Modern Rehabilitation Strategies of Post-Stroke Motor Disfunctions: Functional Electrical Stimulation and Biofeedback-Stabilometric Postural Training

  • 1Pirogov Russian National Research Medical University, Russia
  • 2Moscow Centre for Research and Practice in Medical Rehabilitation, Restorative and Sports Medicine of Moscow Healthcare Department, Russia
+ Affiliations - Affiliations

*Corresponding Author

Petrova Liudmila, ludmila.v.petrova@yandex.ru

Received Date: September 26, 2019

Accepted Date: November 11, 2019

Commentary

More than 80% of patients after a stroke have limited daily activity due to a complex polymorphic motor deficiency of various nature and severity, which leads to postural disorders (PD) [1]. Because of paresis, develops different changes in the musculoskeletal system (MSS) such as PD, restrictions of movements in the joints, impaired relationships of links and levers of the motor-biomechanical system of the human body, balance disorders [2], that increase the risk of falls, lead to a low level of activity and participation, reduce the quality of life of patients with stroke [3-8].

In case of dysfunction of the lower extremities, the locomotor process splits, which normally provides simultaneous performance of the main functions: movement and balance (postural control - PC). Human supportability is determined by two components: the state of the MSS and balance through the friendly activity of proprioceptive, visual, vestibular analyzers with the coordinating role of the cerebellum. The balance function is directly related to the ability to move and is a predictor of achieving the ability to walk [8-10], and is also among the factors potentially modified by physical activity [11].

After stroke, patient`s gait acquires a peculiar pattern which is characterized by a decrease in speed, violation of kinetic and kinematic profiles, pathological asymmetry, mediolateral deviation towards the unaffected lower limb, a greater instability of the center of pressure (COP) and an increase in the energy consumption of the motor act [12-14]. The asymmetry of the step parameters depends on the differences in spatio-temporal and kinematic characteristics between the affected and healthy side; muscle strength and support stability of the paretic limb [15]. The Cochrane review data on monitoring of the objective activity demonstrated the passivity of the lifestyle of post-stroke patients compared to age-comparable healthy individuals [16]. These patients spend more than 80% of the time on a sedentary lifestyle [17], which leads to a further decrease in cardiorespiratory reserves and overall endurance.

Thus, it is important to include in the program of rehabilitation of patients with stroke with different physical factors, which can act directly on the central nervous system (CNS), and on the segmental and peripheral structures of the neuromuscular apparatus, contribute to the restoration of motor functions.

Despite significant advances in the treatment of acute stroke, to date, evidence-based studies in the field of rehabilitation have not yet been conducted.

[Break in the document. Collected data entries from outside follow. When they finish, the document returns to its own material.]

Issue #1714, opened 2021-05-05
Transfer Fungible Tokens - Version 0


stefanopepe:
## Feature recap
In an effort to make NEAR Wallet an asset management tool, this feature will enable users to send their fungible tokens directly from the wallet UI.

This is a blocking feature for our thriving DeFi ecosystem.

More info: [Fungible tokens: manage transactions](https://github.com/near/near-wallet-roadmap/issues/15)

## Story

As a wallet user who wants to send part of his `Fungible Tokens` balance, I want to `select the fungible token from the available list` and define the amount, so I can send the balance to other wallets.

## Acceptance Criteria

- [ ] The `/send-money` function allows the selection of one of the available fungible tokens
- [ ] This function allows the user to define the amount to send
- [ ] This function allows to send "max"
- [ ] This function won't send an amount higher than what is available
- [ ] This function won't list fungible tokens with zero balance
- [ ] This function would show the NEAR tokens needed for the gas
- [ ] The recipient dashboard shows an updated balance (upon refresh)
- [ ] Mobile ok
- [x] #1909

## Unhappy Path
- The user won't see an updated fungible token balance
- The user is not able to select a fungible token even if the balance is > 0
- The user runs out of NEAR tokens to pay for the gas, and the transaction fails
- The contract call fails for unexpected error at the RPC level, and the user is not informed

## Resources

- Figma Document: https://www.figma.com/file/unSbZpLnFv0oYBcU1gURWR/Transfer-Fungible-Tokens?node-id=304%3A593

## NOTES
This is related to epic #456 and [Fungible Tokens: display balance](https://github.com/near/near-wallet-roadmap/issues/14)

jimmy3dita:
@corwinharrell please edit/add/remove any of the content above, it's still a draft

Patrick1904:
@stefanopepe @vgrichina @MaximusHaximus: my understanding is that storage deposit is required for the receiver to be able to receive a FT. The sender could pay for storage deposit on behalf of the receiver before sending tokens, however, the tokens won't show up in the receivers wallet unless the storage deposit was paid for by the receiver (current indexer limitation?).

Is this something that we have to take into consideration when designing this? For example, do we need to add ability for users to manually 'add' FT to their wallet by initiating a storage deposit for a specific token?

stefanopepe:
@Patrick1904 I'm not sure how to address your concern: we have to track this information from the indexer anyway, users are expecting to see tokens in their wallet (e.g. received via Bridge).

[...]

PR #1863, opened 2021-06-26
Transfer fungible tokens: Add 'TX Receipt' module

Patrick1904:

Changes:
1. Adds a send TX 'Receipt' module that will be part of the new fungible token transfer flow. 
2. Adds component for each type of TX receipt, e.g. status, amount, receiver, etc, that will be re-used in other parts of the send flow

Screen Shot 2021-06-25 at 7 59 47 PM


src/utils/getDateAndTime.js
```diff
@@ -0,0 +1,3 @@
+export default function getDateAndTime(block_timestamp) {
+    return new Date(block_timestamp).toLocaleString('en-US', {dateStyle: 'short', timeStyle: 'short'})
```
MaximusHaximus, line 2: Rather than assume EN-US, we can use the browser's locale settings for this:
https://github.com/wojtekmaj/get-user-locale/blob/master/src/index.js

src/components/send/components/entry_types/DateAndTime.js
```diff
@@ -0,0 +1,15 @@
+import React from 'react'
+import { Translate } from 'react-localize-redux'
+import StyledContainer from './Style.css'
+import getDateAndTime from '../../../../utils/getDateAndTime'
+
+const DateAndTime = ({ timeStamp, translate }) => {
+    return (
+        <StyledContainer>
+            <Translate id={translate} />
+            <div className='time'>{getDateAndTime(timeStamp)}</div>
```
MaximusHaximus, line 10: I propose we rename `getDateAndTime` `formatTimestampForLocale` (including the file name)

src/components/send/components/TXStatus.js
```diff
@@ -0,0 +1,41 @@
...
+    width: 9px;
+    height: 9px;   
+    background-color: ${props => props.color};
+    border-radius: 50%;
+    margin-right: 10px;
+`
+
+const TXStatus = ({ status }) => {
+
+    const getStatusColor = () => {
```
MaximusHaximus, line 20: Would prefer if this was a pure method that lived in module scope above our component definition, since it doesn't need to be re-created every time we render; we just need to make it take `status` as an argument instead of snorkeling it from the parent closure

src/components/send/components/Receipt.js
```diff
@@ -0,0 +1,73 @@
...
+            decimals: 24,
+            icon: ''
+        },
+        network_fees: '200000000000000000000',
+        receiver_id: 'corwin.near',
+        block_timestamp: 1624648200755
+    }
+}) => {
+
+    const translate = (type) => `sendV2.TXEntry.title.${type}`;
```
MaximusHaximus, line 38: Since this is a pure function that doesn't need to be re-defined each render() cycle, would prefer if it lived in module scope rather than being defined inside the closure

src/components/send/components/Receipt.js
```diff
@@ -0,0 +1,73 @@
...
+        status: 'SuccessValue',
+        token: {
+            symbol: 'NEAR',
+            amount: '50000000000000000000000000000',
+            decimals: 24,
+            icon: ''
+        },
+        network_fees: '200000000000000000000',
+        receiver_id: 'corwin.near',
+        block_timestamp: 1624648200755
```
MaximusHaximus, line 34: Would prefer if we didn't even commit these values (they have a way of being overlooked later and ending up in production).  When we get a storybook defined for this, it should provide this prop value for us so we don't have defaults for testing in the definition of the component.

MaximusHaximus (changes requested):
_**This is awesome!**_ Nice work :+1: I'm digging the small/modular components, and reviewing this was pretty fast due to the tight scope of the changeset 💖 🏅 🏆 

Just a few (minor) things commented on in-line, and we can land this sucker

MaximusHaximus (approved):
:+1: Legit! Merge at your convenience good sir!

PR #1869, opened 2021-06-29
Revert "Create account: Modify cases where reCaptcha prompt is displayed to the user"

Patrick1904:
Reverts near/near-wallet#1840


Patrick1904:
@MaximusHaximus I had to revert this as it I noticed issue with account creation post merge. Will investigate.

PR #1873, opened 2021-06-29
Revert "Revert "Create account: Modify cases where reCaptcha prompt is displayed to the user""

Patrick1904:
Reverts near/near-wallet#1869


MaximusHaximus (approved):
:+1:

PR #1874, opened 2021-06-30
New send flow: Add AmountInput and AccountIDInput components

Patrick1904:

Cleanups:
1. Remove all `semanti-ui-react` `Input` component usage and cleanup
4. Remove various unused code in `PaginationBlock.js`
5. Delete `Search.js` component

New components:

1. Send flow: Add `AmountInput.js` component
2. Send flow: Add `AccountIDInput.js` component

Changes to existing components:
1. Some cleanup of `AccountFormAccountId` component (used on `/send-money` and `/create`)


src/components/send/components/AccountIDInput.js
```diff
@@ -0,0 +1,212 @@
+import React, { Component, createRef } from 'react'
```
MaximusHaximus, line 1: <3 I love that this component doesn't have branching to handle corner cases around whether we're trying to create a new account with the input; the assumption that this is used for only accounts that already exist is really nice from that perspective.

MaximusHaximus (changes requested):
This is looking awesome <3 <3 Some comments in-line :)

src/components/send/components/AmountInput.js
```diff
@@ -0,0 +1,47 @@
...
+const getFontSize = (charLength) => {
+    const baseSize = 60
+    if (charLength >= baseSize) {
+        charLength = baseSize - 5
+    }
+    const fontSize = baseSize - charLength
+    return fontSize
+}
+
+const AmountInput = ({ value, onChange, error }) => {
```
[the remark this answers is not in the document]
Patrick1904: Yep the idea was to keep this as pure UI as possible we can either wrap it in a new component or provide it with props. Similar to how the current `SendContainer.js` is handling amount validation.

> Should we have any formatting behavior here for decimals?

Curious what type of decimal formatting behavior you'd prefer? My POV is cleaner/less is more in this scenario of inputting an amount.

> Should we make the default value be a float including a decimal?

It might be a good idea, current is just the [default design](https://www.figma.com/file/unSbZpLnFv0oYBcU1gURWR/Transfer-Fungible-Tokens?node-id=415%3A291) but can tweak it before we ship.

> Assuming we'll be using this to send NFTs:
> 
> - Should there be validation here so that we can force people to only provide integer values in some cases?
> - Or should we perhaps create an entirely separate input for sending NFTs that disallows entering a float value?

I believe we'd want a separate flow for sending NFTs since you'd be sending a 'collectible' and may benefit from seeing the 'picture' vs a number.

Patrick1904:
@MaximusHaximus Thank you for reviewing. I made the changes you requested. I was able to remove the `input` `ref` but kept the `ref` for the prefix/suffix since there's no event on the element.

Please check the changes, and if no major blockers, would be great if we can merge and add improvements as followup.

src/components/send/components/AccountIDInput.js
```diff
@@ -0,0 +1,214 @@
...
+        const { wrongChar } = this.state
+        const success = localAlert?.success
+        const problem = !localAlert?.success && localAlert?.show
+
+        return (
+            <Translate>
+                {({ translate }) => (
+                    <InputWrapper className={classNames([{ 'success': success }, { 'problem': problem }, { 'wrong-char': wrongChar }])}>
+                        <input
+                            ref={this.input}
```
MaximusHaximus, line 191: 🔪  Extra `ref` here

src/components/send/components/AccountIDInput.js
```diff
@@ -0,0 +1,214 @@
...
+                            placeholder={translate('input.accountId.placeholder')}
+                            required
+                            autoComplete='off'
+                            autoCorrect='off'
+                            autoCapitalize='off'
+                            spellCheck='false'
+                            tabIndex='1'
+                            disabled={disabled}
+                        />
+                        <span className='success-prefix' ref={this.prefix}>
```
MaximusHaximus, line 204: Not a blocker, but this also could be prop driven rather than using a `ref`, since all we are doing with it is setting some styles on it based on props/state.

src/components/accounts/AccountFormAccountId.js
```diff
@@ -222,18 +215,20 @@ class AccountFormAccountId extends Component {
...
             <>
                 <Translate>
                     {({ translate }) => (
-                        <InputWrapper type={type}>
-                            <Input
-                                className={classNames([{'success': localAlert && localAlert.success}, {'problem': localAlert && localAlert.success === false}, {'wrong-char': wrongChar}])}
+                        <InputWrapper className={classNames([type, {'success': success}, {'problem': problem}, {'wrong-char': wrongChar}])}>
+                            <input
                                 name='accountId'
                                 ref={this.input}
```
MaximusHaximus, line 228: :hocho: extra `ref`

MaximusHaximus (approved):
Seems like there's an extra `ref` still left in 2 spots; added comments in-line for those two

Also, we could simplify things further and remove the `ref` we have for `suffix` and `prefix`, since all we're doing is setting some computed `style` values on the span we directly control via our `render()` method, but it's not a blocker.

Good to land, once the `ref={this.input}` entries are removed :+1:

src/components/send/components/AmountInput.js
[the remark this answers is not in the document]
MaximusHaximus: :+1: Seems like a new component for the transfer of NFTs is GTG :+1:

PR #1876, opened 2021-06-30
add zh language support for NFTs

think-in-universe:
Add Simplified and Traditional Chinese support for NFT components

image


Patrick1904:
Thanks @think-in-universe for adding this!

Patrick1904 (approved):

Leading experts still recommend the available rehabilitation measures (physiotherapy, ergotherapy, kinesiotherapy, acupuncture, etc.), though the low class of recommendations [18]. There is no single methodology for the use of physiotherapeutic methods with proven effectiveness (functional electromyostimulation (FES), electrostimulation (ES), kinesiotherapy, etc.). Their effectiveness is not clear depending on the period of the stroke, the characteristics of the defeat of the dominant and subdominant hemispheres. There are open questions about the duration and frequency of procedures, the duration of therapy, periodicity and the combination of techniques.

In 2019, a group of scientists from different countries conducted a systematic review and meta-analysis of the effectiveness of various types of physical therapy (PT) on balance function and PC in patients with stroke [19].

In the described meta-analysis, both balance and PC were studied. Based on the International Classification of Functioning, Disability and Health (ICF), balance considered as a level of activity reflecting functional abilities, and postural control as a body structure function reflecting both orientation and stabilization body. Therefore, the primary outcomes were: balance measured by the Berg Balance Scale (BBS) or the Postural Assessment Scale for Stroke (PASS); postural deviation measured by the weight bearing asymmetry (WBA) on lower limbs or the mediolateral and anteroposterior position of the center of pressure (COP); and postural stability measured by all COP sway or limit of stability (LOS) parameters. The secondary result was an indicator of independence according to the scales: Barthel, functional independence, daily activity scale.

Of the 13,123 identified studies, 145 studies were selected with a total of 5912 patients; 18 had a crossover design and 127 parallel groups. The number of patients included in the study is from 7 to 408 people aged 46.9–78.5. A total of 91 studies with PT versus 76 studies without PT (NT) were analyzed; and 81 studies with PT compared with 70 studies that conducted standard therapy (ST). Meta-analyses were performed with subgroups: PT categories, time after a stroke and localization of the lesion; and meta-regression (duration of PT).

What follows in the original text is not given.